Audit courts rely on artificial intelligence

Sifting through large amounts of data, tracking irregularities and identifying improvements; An auditor’s job can often require extensive review of files before getting to the heart of the matter. The State Audit Office (LRH) of Upper Austria now wants to prepare the use of artificial intelligence to make the job easier and at the same time more accurate. Two projects submitted to APA by LRH director Rudolf Hoscher are ongoing.

When Hoscher took office at the beginning of 2023, he announced that he wanted to speed up audit processes using, among other things, digitalization and artificial intelligence; This will not only ease the burden on auditors but also create added value for taxpayers. . This process has now started. The “Phoenix” project aims to improve financial statements, etc. using data analysis and artificial intelligence. He is interested in the question of how to control it more easily and accurately.
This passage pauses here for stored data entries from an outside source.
PR #612, opened 2023-08-24
Build dependency resolution with target_kind filter

maciektr:
commit-id:ade97ea3

---

**Stack**:
- #679
- #651
- #649
- #628
- #660
- #615
- #597
- #659
- #612 ⬅

### DIFF
--- a/scarb/src/core/resolver.rs
+++ b/scarb/src/core/resolver.rs
@@ -1,8 +1,9 @@
 use itertools::Itertools;
 use petgraph::graphmap::DiGraphMap;
-use petgraph::visit::{Dfs, Walker};
+use petgraph::visit::{Dfs, EdgeFiltered, Walker};
+use smallvec::SmallVec;
 
-use crate::core::PackageId;
+use crate::core::{PackageId, TargetKind};
 
 // TODO(#126): Produce lockfile out of this.
 /// Represents a fully-resolved package dependency graph.
@@ -13,7 +14,7 @@ pub struct Resolve {
     /// Directional graph representing package dependencies.
     ///
     /// If package `a` depends on package `b`, then this graph will contain an edge from `a` to `b`.
-    pub graph: DiGraphMap<PackageId, ()>,
+    pub graph: DiGraphMap<PackageId, DependencyEdge>,
 }
 
 impl Resolve {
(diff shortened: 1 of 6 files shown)


scarb/src/core/resolver.rs
```diff
@@ -38,4 +39,57 @@ impl Resolve {
             .iter(&self.graph)
             .unique()
     }
+
+    pub fn solution_with_target_kind(
+        &self,
+        root_package: PackageId,
+        target_kind: TargetKind,
+    ) -> Vec<PackageId> {
```
maciektr, line 47: Maybe we could optimise it to not collect vec? 🤔

mkaput: why not?

scarb/src/core/resolver.rs
```diff
@@ -38,4 +39,57 @@ impl Resolve {
             .iter(&self.graph)
             .unique()
     }
+
+    pub fn solution_with_target_kind(
```
mkaput, line 43: Are we calling `solution_of` anywhere now?

scarb/src/core/resolver.rs
```diff
@@ -38,4 +39,57 @@ impl Resolve {
...
+
+#[derive(Debug, Default, Clone, PartialEq, Eq)]
+pub struct DependencyEdge(SmallVec<[TargetKind; 4]>);
+
+impl DependencyEdge {
+    pub fn new() -> Self {
+        Self::default()
+    }
+
+    pub fn accepts_target_kind(&self, target_kind: TargetKind) -> bool {
```
mkaput, line 67:
```suggestion
    pub fn accepts_target(&self, target_kind: TargetKind) -> bool {
```

IMHO pushing `_kind` everywhere is superfluous

scarb/src/core/resolver.rs
```diff
@@ -38,4 +39,57 @@ impl Resolve {
...
+        });
+        Dfs::new(&filtered_graph, root_package)
+            .iter(&filtered_graph)
+            .unique()
+            .collect_vec()
+    }
+}
+
+#[derive(Debug, Default, Clone, PartialEq, Eq)]
+pub struct DependencyEdge(SmallVec<[TargetKind; 4]>);
```
mkaput, line 60: Why 4 instead of 1? Can't we represent wildcards here?

mkaput (changes requested):

scarb/src/core/resolver.rs
maciektr: Right now empty vec = wildcard, hence https://github.com/software-mansion/scarb/blob/ae88e56894898b59005a6f7de1361c1829df07a3/scarb/src/core/resolver.rs#L79

scarb/src/core/resolver.rs
maciektr: The iterator references values owned by `filtered_graph` variable, I haven't wrapped my head how to reorganize the code yet

mkaput: In general, the solutions here won't be massive, and it's not really that important to try to optimize out this vec collection. If that's hard, then let's skip trying to do that now.

scarb/src/core/package/name.rs
mkaput, line 1: not in scope of this PR?

scarb/src/ops/compile.rs
```diff
@@ -32,7 +32,7 @@ pub fn compile(packages: Vec<PackageId>, ws: &Workspace<'_>) -> Result<()> {
 }
 
 fn compile_unit(unit: CompilationUnit, ws: &Workspace<'_>) -> Result<()> {
-    let package_name = unit.main_package_id.name.clone();
+    let package_name = unit.main_package_id.name.to_string();
```
mkaput, line 35: why?

mkaput (approved):

mkaput (approved):

Issue #608, opened 2023-08-24
CI: Stop calling `scarb build` from as many tests as possible


mkaput:
Cairo code compilation is slow, especially when the compiler is built in debug mode. But we tend(ed) to overuse `scarb build` command in many E2E test, because that was the only available way of triggering workspace resolution etc. in the past. [This resulted in many tests taking almost a **minute!** to execute in our CI](https://github.com/software-mansion/scarb/actions/runs/5954119709/job/16150069256#step:6:39).

Now we have `scarb metadata` and `scarb fetch`, and possibly `scarb check` in the future (#137), and these are much, much faster. Have a look at all our tests and try to avoid `scarb build` there as much as possible.

Issue #137, opened 2023-03-01
Investigate add `scarb check`


mkaput:
What is unsure is if Sierra codegen is a noticeable factor

mkaput:
For benchmarking, I recommend using https://github.com/sharkdp/hyperfine

PR #616, opened 2023-08-25
Reduce number of scarb build calls in tests

MrDenkoV:
Fix (#608)

### DIFF
--- a/scarb/tests/build.rs
+++ b/scarb/tests/build.rs
@@ -69,7 +69,7 @@ fn compile_with_syntax_error() {
         .build(&t);
 
     Scarb::quick_snapbox()
-        .arg("build")
+        .arg("build") // TODO(#137): Change build to check for faster and lighter test.
         .current_dir(&t)
         .assert()
         .code(1)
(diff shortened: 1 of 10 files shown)


mkaput:
What is missing still here, that this is a draft?

MrDenkoV:
I was thinking #137 will be added soon and wanted to wait for it to be done to change a couple more tests. I will change the number in Todo to #137 and make the PR ready.
@mkaput

mkaput:
> I was thinking #137 will be added soon

Not gonna happen

scarb/tests/build.rs
```diff
@@ -69,7 +69,7 @@ fn compile_with_syntax_error() {
         .build(&t);
 
     Scarb::quick_snapbox()
-        .arg("build")
+        .arg("build") // Todo(#137) check
```
mkaput, line 72: Could you please use the standard pattern for todo comments that we use elsewhere? :)

mkaput (changes requested):

mkaput (approved):

PR #618, opened 2023-08-25
Set Cargo resolver version to 2

maciektr:


mkaput (approved):
Doesn’t this change anything in the lock file ?

maciektr:
I am not getting any changes in Cargo.lock 👁️ 
My guess would be we are already using the `2` resolver, as we set edition to `2021` everywhere, so this just gets rid of the warning.  
https://github.com/software-mansion/scarb/blob/05b5bc1cfa2d9ae3fbcb8f1f9d0ced7281877f2f/Cargo.toml#L18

Topics are listed and visualized in dashboards; This makes it easier to understand whether trends are emerging or whether there are deviations worth a closer look. “Why department? This makes the job of auditors significantly easier. This gives you a quicker overview of where you need to keep your eye, and you won’t have to spend days poring over files to get an idea of ​​potential problem areas.

We’re working with the state’s IT department here, Hoscher says. Specifically, data from financial statements from 2020 to 2022 will be used to train the AI ​​in a secure environment, “nothing on servers, nothing in the cloud.” For this purpose, LRH is working with the company Fivesquare at JKU. This developed a Large Language Model called “Karli”. Karli is currently working with previously published data and is proving successful. As an example, Hoscher cited a recently published test report on heating boiler replacement financing in Upper Austria. Asked if he found any contradiction in this, Karli replied: “No, but the approach is not compatible with climate goals.” Something that LRH also criticized.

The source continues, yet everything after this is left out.